** Opening Source data block **

PR #2827, opened 2025-02-02
frontend: Add restart bulk action for resources list

### LINKED ISSUE #2156: Add bulk actions for resources lists
Now that we have a more powerful table, we should add bulk actions for user-selected resources, i.e. users can for example choose more than one pod and delete them in one command.

Actions:
- [ ] [Delete pods](https://github.com/headlamp-k8s/headlamp/issues/1640)
- [ ] Restart deployments

adwait-godbole:
Fixes #2156  (ability to delete multiple pods was already done in #1640)

Deployment Demo:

** Closing Source data block **

Please return the lines above exactly, from the first one down to the line with "### LINKED ISSUE", and stop after that line.

#### [Expected answer]
PR #2827, opened 2025-02-02
frontend: Add restart bulk action for resources list

### LINKED ISSUE #2156: Add bulk actions for resources lists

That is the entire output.